Мэтр Истран возмущенно фыркнул, выражая свое отношение к последней версии. Мэтресса Морриган невесело усмехнулась.
– Посмотрим, что скажут о вас через триста лет…
– Не сомневаюсь, вы посмотрите, – согласился король. – И искренне желаю вам дожить до этой знаменательной даты. Но все же…
– Мой брат был нервным и впечатлительным мальчиком, – вдруг без всякого вступления заговорила волшебница, даже не дав ему закончить фразу. – И ужасным трусом. Этот неприятный факт уже потерялся в веках, так как Скаррон тщательно скрывал свои слабости и мало кто знал о них. Но в семье потомственных некромантов скрыть нездоровый страх перед смертью было невозможно.
– Именно перед смертью?
– Да. Больше всего на свете мой брат боялся смерти. Он видел ее с раннего детства, так как в те времена некромантия еще не была запрещена законом и в нашей семье практически не было живых слуг. К тому же по семейной традиции детей приобщали именно к этой школе, а с какого возраста принято начинать обучение мага – вы сами, наверное, догадываетесь. Особенно если родители тоже маги и могут разглядеть способности потомка чуть ли не с его рождения. В семье были свои правила, свой уклад, и хладнокровное, деловое отношение к смерти было его неотъемлемой частью. Некромант должен иметь крепкие нервы и забыть страх и брезгливость, чтобы эффективно работать с материалом. Так нас воспитывали родители, прививая нам необходимые свойства характера и навыки. Но Скаррон… он оказался полнейшим выродком в семье. Он был абсолютно непригоден для фамильной школы, и для всех было бы лучше, если бы его отдали в ученики к элементалисту или призывателю. Но мать умерла очень рано, мачехе было наплевать, а отец уперся и задался целью «сделать из этого хлюпика настоящего мага». Так часто бывает – мужчина видит в сыне достойного продолжателя самого себя и ожидает от него большего, чем тот способен дать. А признать, что сын трус и слабак, – жесточайший удар по самолюбию. И тянут такие отцы своих несчастных детей буквально за уши, выжимают из них ожидаемые успехи, не замечая, как калечат душу и разум… Вы спрашиваете, был ли Скаррон безумен? Я не проверяла, но после такого детства – вполне мог бы стать. Он боялся. С самого детства боялся того, чем по семейной традиции должен был заниматься. Бледнел от страха при виде мертвецов, не мог без дрожи входить в лабораторию и постоянно думал о том, что тоже когда-нибудь умрет. Наставники осыпали его упреками, отец ругался, что сын позорит семью, и никто так и не понял, что проще было отдать его в какую-нибудь другую школу, чем научить хладнокровию и презрению к смерти. Магии его все же научили. И медведя можно научить плясать. А сделать труса смелым, каждый день насильно сталкивая с тем, чего он больше всего боится, – это весьма и весьма сомнительная теория. С более крепкими людьми – работает. А слабый в такой обстановке погибнет или сойдет с ума. Слухи о безумии Скаррона возникли не на пустом месте. За годы обучения он научился хорошо скрывать свой страх и обрел заветную мечту, больше похожую на манию. Он всерьез озаботился вопросом бессмертия.

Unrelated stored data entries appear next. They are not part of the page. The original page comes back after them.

Issue #150, opened 2018-08-09
Port GVFS.FunctionalTests.LockHolder to .NET Core


wilbaker:

wilbaker:
Resolved by #941

PR #941, opened 2019-03-18
.Net core porting - GVFS.FunctionalTests.LockHolder

### LINKED ISSUE #701: Mac: Detection of dead git processes (during lock acquire\release) does not work
```
~/BugBashRepos/Office.Prototype/src>git checkout - .
^C
~/BugBashRepos/Office.Prototype/src>git checkout -- .
Waiting for 'git checkout - .' to release the lock.../
```

I confirmed that that the ^C did kill the git process.

alameenshah:
Porting FunctionalTests.LockHolder to .netcore
- Migrated the project file to new format 
- Removed GVFS.Platform.Windows dependency 
- Directly using WindowsFileSystem.Shared.cs 
- Updated GitHelper to launch GVFS.FunctionalTests.LockHolder.dll using dotnet command. Previously it was an exe and launched directly 
- Replaced WindowsPlatform code (GVFSPlatform.Instance.GetNamedPipeName) with private implementation 
- Removed Categories.MacTODO.NeedsLockHolder 7.Implemented IsProcessActiveImplementation on MacPlatform.

Fixes #701, #150

### DIFF
--- a/GVFS/GVFS.FunctionalTests.LockHolder/AcquireGVFSLock.cs
+++ b/GVFS/GVFS.FunctionalTests.LockHolder/AcquireGVFSLock.cs
@@ -1,9 +1,11 @@
 ﻿using CommandLine;
 using GVFS.Common;
 using GVFS.Common.NamedPipes;
+using GVFS.Platform.Mac;
 using GVFS.Platform.Windows;
 using System;
 using System.Diagnostics;
+using System.Runtime.InteropServices;
 
 namespace GVFS.FunctionalTests.LockHolder
 {
@@ -20,20 +22,14 @@ namespace GVFS.FunctionalTests.LockHolder
 
         public void Execute()
         {
-            string normalizedCurrentDirectory;
             string errorMessage;
-            if (!WindowsFileSystem.TryGetNormalizedPathImplementation(Environment.CurrentDirectory, out normalizedCurrentDirectory, out errorMessage))
-            {
-                throw new Exception("Unable to get normalized path: " + errorMessage);
-            }
-
             string enlistmentRoot;
-            if (!WindowsPlatform.TryGetGVFSEnlistmentRootImplementation(Environment.CurrentDirectory, out enlistmentRoot, out errorMessage))
+            if (!TryGetGVFSEnlistmentRootImplementation(Environment.CurrentDirectory, out enlistmentRoot, out errorMessage))
             {
                 throw new Exception("Unable to get GVFS Enlistment root: " + errorMessage);
             }
 
-            string enlistmentPipename = GVFSPlatform.Instance.GetNamedPipeName(enlistmentRoot);
+            string enlistmentPipename = GetNamedPipeNameImplementation(enlistmentRoot);
 
             AcquireLock(enlistmentPipename);
 
@@ -43,6 +39,43 @@ namespace GVFS.FunctionalTests.LockHolder
             {
                 ReleaseLock(enlistmentPipename, enlistmentRoot);
             }
+        }
+
+        private static bool TryGetGVFSEnlistmentRootImplementation(string directory, out string enlistmentRoot, out string errorMessage)
+        {
+            if (RuntimeInformation.IsOSPlatform(OSPlatform.OSX))
+            {
+                return MacPlatform.TryGetGVFSEnlistmentRootImplementation(directory, out enlistmentRoot, out errorMessage);
+            }
+
+            // Not able to use WindowsPlatform here - because of its dependency on WindowsIdentity (and also kernel32.dll).
+            enlistmentRoot = null;
+
+            string finalDirectory;
+            if (!WindowsFileSystem.TryGetNormalizedPathImplementation(directory, out finalDirectory, out errorMessage))
+            {
+                return false;
+            }
+
+            enlistmentRoot = Paths.GetRoot(finalDirectory, GVFSConstants.DotGVFS.Root);
+            if (enlistmentRoot == null)
+            {
+                errorMessage = $"Failed to find the root directory for {GVFSConstants.DotGVFS.Root} in {finalDirectory}";
+                return false;
+            }
+
+            return true;
+        }
+
+        private static string GetNamedPipeNameImplementation(string enlistmentRoot)
+        {
+            if (RuntimeInformation.IsOSPlatform(OSPlatform.OSX))
+            {
+                return MacPlatform.GetNamedPipeNameImplementation(enlistmentRoot);
+            }
+
+            // Not able to use WindowsPlatform here - because of its dependency on WindowsIdentity (and also kernel32.dll).
+            return "GVFS_" + enlistmentRoot.ToUpper().Replace(':', '_');
         }
 
         private static void AcquireLock(string enlistmentPipename)
--- a/GVFS/GVFS.FunctionalTests.LockHolder/GVFS.FunctionalTests.LockHolder.csproj
+++ b/GVFS/GVFS.FunctionalTests.LockHolder/GVFS.FunctionalTests.LockHolder.csproj
@@ -1,87 +1,42 @@
-﻿<?xml version="1.0" encoding="utf-8"?>
-<Project ToolsVersion="15.0" xmlns="http://schemas.microsoft.com/developer/msbuild/2003">
-  <Import Project="$(SolutionDir)\GVFS\GVFS.Build\GVFS.cs.props" />
+﻿<Project Sdk="Microsoft.NET.Sdk">
+  <Import Project="..\GVFS.Build\GVFS.cs.props" />
   <PropertyGroup>
-    <Configuration Condition=" '$(Configuration)' == '' ">Debug</Configuration>
-    <Platform Condition=" '$(Platform)' == '' ">x64</Platform>
-    <ProjectGuid>{FA273F69-5762-43D8-AEA1-B4F08090D624}</ProjectGuid>
     <OutputType>Exe</OutputType>
+    <TargetFramework>netcoreapp2.1</TargetFramework>
+    <Platforms>x64</Platforms>
+    <!-- see https://github.com/NuGet/Home/issues/4837 for reference to CopyLocalLockFileAssemblies -->
+    <CopyLocalLockFileAssemblies>true</CopyLocalLockFileAssemblies>
+    <TargetLatestRuntimePatch>true</TargetLatestRuntimePatch>
+    <RuntimeIdentifiers>win-x64;osx-x64</RuntimeIdentifiers>
+  </PropertyGroup>
+  
+  <PropertyGroup>
     <RootNamespace>GVFS.FunctionalTests.LockHolder</RootNamespace>
     <AssemblyName>GVFS.FunctionalTests.LockHolder</AssemblyName>
-    <TargetFrameworkVersion>v4.6.1</TargetFrameworkVersion>
-    <FileAlignment>512</FileAlignment>
-    <AutoGenerateBindingRedirects>true</AutoGenerateBindingRedirects>
-    <NuGetPackageImportStamp>
-    </NuGetPackageImportStamp>
   </PropertyGroup>
-  <PropertyGroup Condition=" '$(Configuration)|$(Platform)' == 'Debug|x64' ">
-    <PlatformTarget>x64</PlatformTarget>
-    <DebugSymbols>true</DebugSymbols>
-    <DebugType>full</DebugType>
-    <Optimize>false</Optimize>
-    <DefineConstants>DEBUG;TRACE</DefineConstants>
-    <ErrorReport>prompt</ErrorReport>
-    <WarningLevel>4</WarningLevel>
+
+  <PropertyGroup Condition="'$(Configuration)|$(Platform)' == 'Debug|x64' ">
+    <Version>$(GVFSVersion)</Version>
   </PropertyGroup>
-  <PropertyGroup Condition=" '$(Configuration)|$(Platform)' == 'Release|x64' ">
-    <PlatformTarget>x64</PlatformTarget>
-    <DebugType>pdbonly</DebugType>
-    <Optimize>true</Optimize>
-    <DefineConstants>TRACE</DefineConstants>
-    <ErrorReport>prompt</ErrorReport>
-    <WarningLevel>4</WarningLevel>
+  <PropertyGroup Condition="'$(Configuration)|$(Platform)' == 'Release|x64' ">
+    <Version>$(GVFSVersion)</Version>
   </PropertyGroup>
+  
   <ItemGroup>
-    <Reference Include="CommandLine, Version=2.0.275.0, Culture=neutral, PublicKeyToken=de6f01bd326f8c32, processorArchitecture=MSIL">
-      <SpecificVersion>False</SpecificVersion>
-      <HintPath>..\..\..\packages\CommandLineParser.2.1.1-beta\lib\net45\CommandLine.dll</HintPath>
-      <Private>True</Private>
-    </Reference>
-    <Reference Include="System" />
-    <Reference Include="System.ComponentModel.Composition" />
-    <Reference Include="System.Console, Version=4.0.0.0, Culture=neutral, PublicKeyToken=b03f5f7f11d50a3a, processorArchitecture=MSIL">
-      <HintPath>..\..\..\packages\System.Console.4.0.0\lib\net46\System.Console.dll</HintPath>
-    </Reference>
-    <Reference Include="System.Core" />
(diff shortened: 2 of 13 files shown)


wilbaker:
@alameenshah can you also try removing `NeedsLockHolder` from `Categories.MacTODO` (and all of the code that uses it)?

The tests that require the LockHolder should pass on Mac.  If they're failing, we'll need a new MacTODO category and work item to track fixing the test(s).  

If the failures are something minor, e.g. using Windows paths instead of `Path.Combine` you might as well fix them now.

wilbaker:
Resolves #150

GVFS/GVFS.FunctionalTests.LockHolder/AcquireGVFSLock.cs
```diff
@@ -45,6 +41,45 @@ public void Execute()
...
 
+        private static bool TryGetGVFSEnlistmentRootImplementation(string directory, out string enlistmentRoot, out string errorMessage)
+        {
+            if (RuntimeInformation.IsOSPlatform(OSPlatform.OSX))
+            {
+                return MacPlatform.TryGetGVFSEnlistmentRootImplementation(directory, out enlistmentRoot, out errorMessage);
+            }
+            else
+            {
+                enlistmentRoot = null;
```
alameenshah: Not able to use WindowsPlatform here - because of its dependency on WindowsIdentity. Let me know if there is a better approach.

GVFS/GVFS.FunctionalTests.LockHolder/AcquireGVFSLock.cs
```diff
@@ -45,6 +41,45 @@ public void Execute()
...
+
+        private static string GetNamedPipeNameImplementation(string enlistmentRoot)
+        {
+            if (RuntimeInformation.IsOSPlatform(OSPlatform.OSX))
+            {
+                return MacPlatform.GetNamedPipeNameImplementation(enlistmentRoot);
+            }
+            else
+            {
+                return "GVFS_" + enlistmentRoot.ToUpper().Replace(':', '_');
```
alameenshah: Not able to use WindowsPlatform here - because of its dependency on WindowsIdentity (and also kernel32.dll). Let me know if there is an alternate approach.

Scripts/Mac/CleanupFunctionalTests.sh
```diff
@@ -3,6 +3,7 @@
 pkill -9 -l GVFS.FunctionalTests
 pkill -9 -l git
 pkill -9 -l gvfs
+pkill -9 -l GVFS.Mount
```
alameenshah: This is an unrelated change - Functional tests were failing when a previous test was cancelled.

GVFS/GVFS.FunctionalTests.LockHolder/AcquireGVFSLock.cs
wilbaker: The only alternative that jumps out to me is moving `TryGetGVFSEnlistmentRootImplementation` and `GetNamedPipeNameImplementation` into a new `WindowsPlatform.Shared.NetStandard.cs` file that has only code that can compile into .NET Standard.

With how limited this is though I think you'd be OK just adding a comment here that describes why the code was copied rather than calling `WindowsPlatform`.  As general rule the functional test code doesn't consume product code anyway, this project is the one exception.

wilbaker: Once everything moves to .NET Core for the WindowsIdentity issue we can look at the compatibility pack described here: https://devblogs.microsoft.com/dotnet/announcing-the-windows-compatibility-pack-for-net-core/

GVFS/GVFS.FunctionalTests.LockHolder/GVFS.FunctionalTests.LockHolder.csproj
```diff
@@ -1,87 +1,42 @@
...
+﻿<Project Sdk="Microsoft.NET.Sdk">
+  <Import Project="..\GVFS.Build\GVFS.cs.props" />
   <PropertyGroup>
-    <Configuration Condition=" '$(Configuration)' == '' ">Debug</Configuration>
-    <Platform Condition=" '$(Platform)' == '' ">x64</Platform>
-    <ProjectGuid>{FA273F69-5762-43D8-AEA1-B4F08090D624}</ProjectGuid>
     <OutputType>Exe</OutputType>
+    <TargetFramework>netcoreapp2.1</TargetFramework>
+    <Platforms>x64</Platforms>
+	<!-- see https://github.com/NuGet/Home/issues/4837 for reference to CopyLocalLockFileAssemblies -->
```
nickgra: nit: ws around the comment

GVFS/GVFS.FunctionalTests.LockHolder/GVFS.FunctionalTests.LockHolder.csproj
```diff
@@ -1,87 +1,42 @@
...
     <RootNamespace>GVFS.FunctionalTests.LockHolder</RootNamespace>
     <AssemblyName>GVFS.FunctionalTests.LockHolder</AssemblyName>
-    <TargetFrameworkVersion>v4.6.1</TargetFrameworkVersion>
-    <FileAlignment>512</FileAlignment>
-    <AutoGenerateBindingRedirects>true</AutoGenerateBindingRedirects>
-    <NuGetPackageImportStamp>
-    </NuGetPackageImportStamp>
   </PropertyGroup>
+
   <PropertyGroup Condition=" '$(Configuration)|$(Platform)' == 'Debug|x64' ">
```
nickgra: Can we keep the spacing consistent in the PropertyGroups for all of our SDK style projects? VSMac has been sensitive to this in the past.
GVFS.Common has
`  <PropertyGroup Condition="'$(Configuration)|$(Platform)'=='Debug|x64'">`

GVFS/GVFS.FunctionalTests.LockHolder/GVFS.FunctionalTests.LockHolder.csproj
```diff
@@ -1,87 +1,42 @@
...
-    <ProjectReference Include="..\GVFS.Platform.Windows\GVFS.Platform.Windows.csproj">
-      <Project>{4CE404E7-D3FC-471C-993C-64615861EA63}</Project>
-      <Name>GVFS.Platform.Windows</Name>
-    </ProjectReference>
-    <ProjectReference Include="..\GVFS.Virtualization\GVFS.Virtualization.csproj">
-      <Project>{f468b05a-95e5-46bc-8c67-b80a78527b7d}</Project>
-      <Name>GVFS.Virtualization</Name>
-    </ProjectReference>
+    <ProjectReference Include="..\GVFS.Common\GVFS.Common.csproj" />
+	<ProjectReference Include="..\GVFS.Virtualization\GVFS.Virtualization.csproj" />
```
nickgra: ws on this line

GVFS/GVFS.FunctionalTests/Tools/GitHelpers.cs
```diff
@@ -27,7 +28,19 @@ private static string LockHolderCommandPath
         {
             get
             {
-                return Path.Combine(Settings.Default.CurrentDirectory, LockHolderCommand);
+                if (RuntimeInformation.IsOSPlatform(OSPlatform.OSX))
```
nickgra: Can you leave a comment here about why we need this change? (the differences between Windows and Mac and how we run the functional tests)

GVFS/GVFS.FunctionalTests.LockHolder/AcquireGVFSLock.cs
nickgra: I agree with William; let's leave a comment here on why we're doing it this way (and that we're intentionally duplicating code). Probably best to leave this comment as a TODO(Mac) so we'll find it whenever we end up moving everything to .NET Core.

GVFS/GVFS.Platform.Mac/MacPlatform.Shared.cs
```diff
@@ -15,7 +17,19 @@ public static bool IsElevatedImplementation()
...
-            // TODO(Mac): Implement proper check
+            try
+            {
+                Process process = Process.GetProcessById(processId);
+            }
+            catch (ArgumentException)
+            {
+                return false;
+            }
+            catch (InvalidOperationException)
```
wilbaker: Minor: On the Windows platform we [don't catch](https://github.com/Microsoft/VFSForGit/blob/6dca004e2361927f96f2ebdbff3c351b4695bd38/GVFS/GVFS.Platform.Windows/WindowsPlatform.Shared.cs#L61) `InvalidOperationException`, and I am guessing because this appears to be [a bug in the documentation](https://stackoverflow.com/questions/52519030/net-getprocessbyid-when-is-invalidoperationexception-thrown).

As best I can tell this won't get thrown in [the .NET Core version on Mac](https://github.com/dotnet/corefx/blob/71122bb4921e0239ea679dd275d53695b94e52f4/src/System.Diagnostics.Process/src/System/Diagnostics/Process.cs#L998) either, and so I don't think we need to catch it here.

wilbaker: (If you'd prefer to match the docs I recommend updating the Windows code to match instead)

GVFS/GVFS.FunctionalTests.LockHolder/AcquireGVFSLock.cs
```diff
@@ -45,6 +41,45 @@ public void Execute()
             }
         }
 
+        private static bool TryGetGVFSEnlistmentRootImplementation(string directory, out string enlistmentRoot, out string errorMessage)
+        {
+            if (RuntimeInformation.IsOSPlatform(OSPlatform.OSX))
+            {
+                return MacPlatform.TryGetGVFSEnlistmentRootImplementation(directory, out enlistmentRoot, out errorMessage);
+            }
+            else
```
wilbaker: Minor: There's no need for this `else` because of the earlier `return`.

GVFS/GVFS.Platform.Mac/MacPlatform.Shared.cs
alameenshah: removed the un-necessary catch

GVFS/GVFS.FunctionalTests.LockHolder/AcquireGVFSLock.cs
```diff
@@ -45,6 +41,43 @@ public void Execute()
...
+
+        private static string GetNamedPipeNameImplementation(string enlistmentRoot)
+        {
+            if (RuntimeInformation.IsOSPlatform(OSPlatform.OSX))
+            {
+                return MacPlatform.GetNamedPipeNameImplementation(enlistmentRoot);
+            }
+
+            // Not able to use WindowsPlatform here - because of its dependency on WindowsIdentity (and also kernel32.dll).
+            return "GVFS_" + enlistmentRoot.ToUpper().Replace(':', '_');
```
kewillford: There is now code that we have to keep in sync.  Add a comment here pointing to the code in `WindowsPlatform`  and a comment in `WindowsPlatform` pointing to this code so that if we ever change one we will know to change the other.

GVFS/GVFS.FunctionalTests/Tools/GitHelpers.cs
```diff
@@ -18,7 +19,7 @@ public static class GitHelpers
         /// GVFS.FunctionalTests.LockHolder program.
         /// </summary>
         private const string LockHolderCommandName = @"GVFS.FunctionalTests.LockHolder";
-        private const string LockHolderCommand = @"GVFS.FunctionalTests.LockHolder.exe";
+        private const string LockHolderCommand = @"GVFS.FunctionalTests.LockHolder.dll";
```
kewillford: Aren't we going to run a `dotnet publish` for this which will make it a `.exe` on Windows and no extension on Mac?

GVFS/GVFS.FunctionalTests/Tools/GitHelpers.cs
```diff
@@ -126,7 +145,20 @@ public static void CheckGitCommandAgainstGVFSRepo(string virtualRepoRoot, string
...
+            string args = LockHolderCommandPath;
+            if (skipReleaseLock)
+            {
+                args += " --skip-release-lock";
+            }
+
+            return RunCommandWithWaitAndStdIn(
+                enlistment,
+                resetTimeout,
+                "dotnet",
```
kewillford: So we are running the `dotnet` command and passing the lock holder as an arg?  Why can't we just run the lockholder?

GVFS/GVFS.Platform.Mac/MacPlatform.Shared.cs
```diff
@@ -15,7 +17,15 @@ public static bool IsElevatedImplementation()
 
         public static bool IsProcessActiveImplementation(int processId)
         {
-            // TODO(Mac): Implement proper check
+            try
+            {
+                Process process = Process.GetProcessById(processId);
```
kewillford: Do we need to check that the `process` is not null or match the processId that we passed in?  Is an exception the only indication that the process is not active?

GVFS/GVFS.FunctionalTests/Tools/GitHelpers.cs
wilbaker: (I'l jump in here since this was my recommendation in offline discussions with @alameenshah)

The Windows build does not currently have a `dotnet publish` step, and so it was simpler to have the tests call `dotnet` for the lock holder (like we do for the [unit tests](https://github.com/Microsoft/VFSForGit/blob/8c8927ff421d8181a12b7c53de76c1defd80092c/Scripts/RunUnitTests.bat#L9) and [functional tests](https://github.com/Microsoft/VFSForGit/blob/8c8927ff421d8181a12b7c53de76c1defd80092c/Scripts/RunFunctionalTests.bat#L42) on Windows).

We *do* have a publish step on Mac (and could launch the lock holder there without `dotnet`) but we can reduce the amount of Mac and Windows specific code by using `dotnet` on both.

CC: @nickgra for his thoughts on this approach

GVFS/GVFS.FunctionalTests/Tools/GitHelpers.cs
wilbaker: This is because of the conversation in the other comment, Windows does not have a `dotnet publish` step.

GVFS/GVFS.FunctionalTests.LockHolder/AcquireGVFSLock.cs
alameenshah: Agree. We discussed this - please see @wilbaker's comments above. 

(With how limited this is though I think you'd be OK just adding a comment here that describes why the code was copied rather than calling WindowsPlatform. As general rule the functional test code doesn't consume product code anyway, this project is the one exception.

Once everything moves to .NET Core for the WindowsIdentity issue we can look at the compatibility pack described here: https://devblogs.microsoft.com/dotnet/announcing-the-windows-compatibility-pack-for-net-core/)

GVFS/GVFS.FunctionalTests/Tools/GitHelpers.cs
alameenshah: the extension would be `.dll` on both Mac and Windows. Even after Publish.

kewillford: Are there any gotchas or potential differences in running one way or the other?

GVFS/GVFS.FunctionalTests/Tools/GitHelpers.cs
alameenshah: after the migration to .netcore, the extension now is `.dll` and became easier to launch it using `dotnet`

GVFS/GVFS.Platform.Mac/MacPlatform.Shared.cs
alameenshah: No need to check `process`. We already follow this pattern in  `WindowsPlatform.Shared::IsProcessActiveImplementation` and also in `GitReadAndGitLockTests::OrphanedGVFSLockIsCleanedUp()`)

GVFS/GVFS.FunctionalTests/Tools/GitHelpers.cs
nickgra: In my mind, the risk of running the publish binaries has always been that if you're iterating in the IDE on some changes, you're only updating the BuildOutput version of the binaries, not the ones that live in Publish. We could publish as part of every build, but that'd slow down our inner loop.

Maybe that's a risk that is imagined, but I can see myself making that mistake at least :)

Вы скажете, многие маги в определенный период жизни уделяют этому вопросу некоторое внимание. Но для Скаррона это был вопрос номер один, самое главное, высшая цель, ради которой он был готов на все. Что угодно, только бы не умереть. И вопрос был далеко не теоретическим. Он искал именно практический способ обрести бессмертие, вечную молодость и неуязвимость.
– Нашел? – кратко поинтересовался Шеллар.
– Представьте себе, да. К тому моменту, когда его поиски увенчались успехом, Скаррон успел нажить себе репутацию отпетого злодея, так как на пути к цели не брезговал ничем. Кражи артефактов и опыты на живых людях – это только самые известные из его преступлений.